Entrusting a group with this infamous track record with a trial that deliberately introduces an increase in risk in newborns means handing over the management of an already ethically problematic design to researchers who have demonstrated in the past a tendency to interpret data in a oriented way, especially when it comes to suggesting adverse effects or imbalances associated with vaccinations. This reinforces the impression that the study is not designed to clarify a real uncertainty, but to produce results that serve an already constructed narrative. This framework fits coherently into the political context that made the project possible. The influence exerted by Robert F. Kennedy Jr. on US health policies favored an instrumental use of research as a means of artificially reopening questions already resolved on a scientific level, with the aim of discouraging vaccination through the continuous search for presumed risks. The aim is transparent: the available data is already sufficient to support the safety and effectiveness of the vaccine and the importance of administration at birth; what is sought now is not necessary knowledge, but material that can be used to fuel doubts.

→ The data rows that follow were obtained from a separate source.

PR #64, opened 2020-06-09
HBASE-23927 recommit the fix with updates for PR review feedback

clarax:


hbase-hbck2/src/main/java/org/apache/hbase/HBCK2.java
```diff
@@ -294,7 +300,30 @@ int setRegionState(ClusterConnection connection, String region,
       return null;
     }
     boolean overrideFlag = commandLine.hasOption(override.getOpt());
-    return hbck.assigns(commandLine.getArgList(), overrideFlag);
+
+    List<String> argList = commandLine.getArgList();
+    if (!commandLine.hasOption(inputFile.getOpt())) {
+      return hbck.assigns(argList, overrideFlag);
+    } else {
```
ndimiduk, line 307: nit: else block is redundant to the early `return` the line prior.

hbase-hbck2/src/main/java/org/apache/hbase/HBCK2.java
```diff
@@ -294,7 +300,30 @@ int setRegionState(ClusterConnection connection, String region,
...
+      List<String> assignmentList = new ArrayList<>();
+      for (String filePath : argList) {
+        try {
+          File file = new File(filePath);
+          FileReader fileReader = new FileReader(file);
+          BufferedReader bufferedReader = new BufferedReader(fileReader);
+          String regionName = bufferedReader.readLine().trim();
+          while (regionName != null) {
```
ndimiduk, line 315: Sorry I wasn't more specific before. How about something like [IOUtils.lineIterator](http://commons.apache.org/proper/commons-io/javadocs/api-release/org/apache/commons/io/IOUtils.html#lineIterator-java.io.InputStream-java.nio.charset.Charset-)? That way there's no infinite loops and no null checking, just a simple for loop with an iterator.

hbase-hbck2/src/main/java/org/apache/hbase/HBCK2.java
```diff
@@ -441,16 +470,20 @@ private static void usageAddFsRegionsMissingInMeta(PrintWriter writer) {
   }
 
   private static void usageAssigns(PrintWriter writer) {
-    writer.println(" " + ASSIGNS + " [OPTIONS] <ENCODED_REGIONNAME>...");
+    writer.println(" " + ASSIGNS + " [OPTIONS] <ENCODED_REGIONNAME/INPUTFILES_FOR_REGIONNAMES>...");
     writer.println("   Options:");
     writer.println("    -o,--override  override ownership by another procedure");
+    writer.println("    -i,--inputFiles  take one or more files of encoded region names");
```
ndimiduk, line 476: yikes! i'm surprised our cli parsing library doesn't handle generating a help message from arguments on our behalf :(

hbase-hbck2/src/test/java/org/apache/hbase/TestHBCK2.java
```diff
@@ -70,6 +73,8 @@
   private static final TableName TABLE_NAME = TableName.valueOf(TestHBCK2.class.getSimpleName());
   private static final TableName REGION_STATES_TABLE_NAME = TableName.
     valueOf(TestHBCK2.class.getSimpleName() + "-REGIONS_STATES");
+  private final static String ASSIGNS = "assigns";
```
ndimiduk, line 76: thanks!

hbase-hbck2/src/test/java/org/apache/hbase/TestHBCK2.java
```diff
@@ -127,32 +132,39 @@ public void testAssigns() throws IOException {
             getRegionStates().getRegionState(ri.getEncodedName());
         LOG.info("RS: {}", rs.toString());
       }
-      List<String> regionStrs =
-          regions.stream().map(RegionInfo::getEncodedName).collect(Collectors.toList());
-      String [] regionStrsArray = regionStrs.toArray(new String[] {});
+      String [] regionStrsArray  =
+          regions.stream().map(RegionInfo::getEncodedName).collect(Collectors.toList())
+                  .toArray(new String[] {});
```
ndimiduk, line 137: You can skip the `collect` and go directly [`toArray`](https://docs.oracle.com/javase/8/docs/api/java/util/stream/Stream.html#toArray-java.util.function.IntFunction-).

PR #65, opened 2020-06-16
HBASE-24571 HBCK2 fix addFsRegionsMissingInMeta to add regions in CLO…

wchevreuil:
…SED state again

This PR fix implementation of HBCKMetaTableAccessor.addRegionToMeta to insert new regions with CLOSED state, and also adds extra checks for this behaviour on both TestHBCKMetaTableAccessor and TestFsRegionsMetaRecoverer UTs.

### DIFF
--- a/hbase-hbck2/src/main/java/org/apache/hbase/HBCKMetaTableAccessor.java
+++ b/hbase-hbck2/src/main/java/org/apache/hbase/HBCKMetaTableAccessor.java
@@ -457,7 +457,7 @@ public final class HBCKMetaTableAccessor {
     return put;
   }
 
-  private static Put addRegionStateToPut(Put put, RegionState.State state) throws IOException {
+  private static void addRegionStateToPut(Put put, RegionState.State state) throws IOException {
     put.add(CellBuilderFactory.create(CellBuilderType.SHALLOW_COPY)
       .setRow(put.getRow())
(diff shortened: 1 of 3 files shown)


wchevreuil:
The failure is not related to this commit. It seems the test added in HBASE-23927 is creating an _inputForAssignsTest_ file under project root dir, which causes asflicense checks to fail: https://builds.apache.org/job/PreCommit-HBASE-OPERATOR-TOOLS-Build/175/artifact/patchprocess/patch-asflicense-problems.txt.

wchevreuil:
retest build

hbase-hbck2/src/main/java/org/apache/hbase/HBCKMetaTableAccessor.java
```diff
@@ -454,6 +457,18 @@ public static Put makePutFromRegionInfo(RegionInfo region, long ts) throws IOExc
     return put;
   }
 
+  private static Put addRegionStateToPut(Put put, RegionState.State state) throws IOException {
```
virajjasani, line 460: This could be `void addRegionStateToPut` since return value is of no use?

wchevreuil: Yes.

PR #66, opened 2020-06-16
HBASE-23927 hbck2 assigns command should accept a file containing a list of region names - amend to put test input file in test data dir 

clarax:


wchevreuil:
retest build

PR #68, opened 2020-06-18
HBASE-23927 hbck2 command should accept one or more files containing …

clarax:
…a list of region names


clarax:
https://github.com/apache/hbase-operator-tools/pull/69
Created a new Jira and PR.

The heart of the matter remains the deliberate exposure of children to avoidable risks, at a stage of life where the consequences are profound and long-lasting, to produce data that does not meet a real scientific need. Out of thousands of newborns, this means accepting in advance a predictable number of illnesses and avoidable deaths as the operational cost of a political agenda. It is at this point, more than in any formal irregularity, that this study takes on the contours of a plan that betrays the very function of science, transforming it from an instrument of protection of the most vulnerable into a means of legitimizing an announced plan.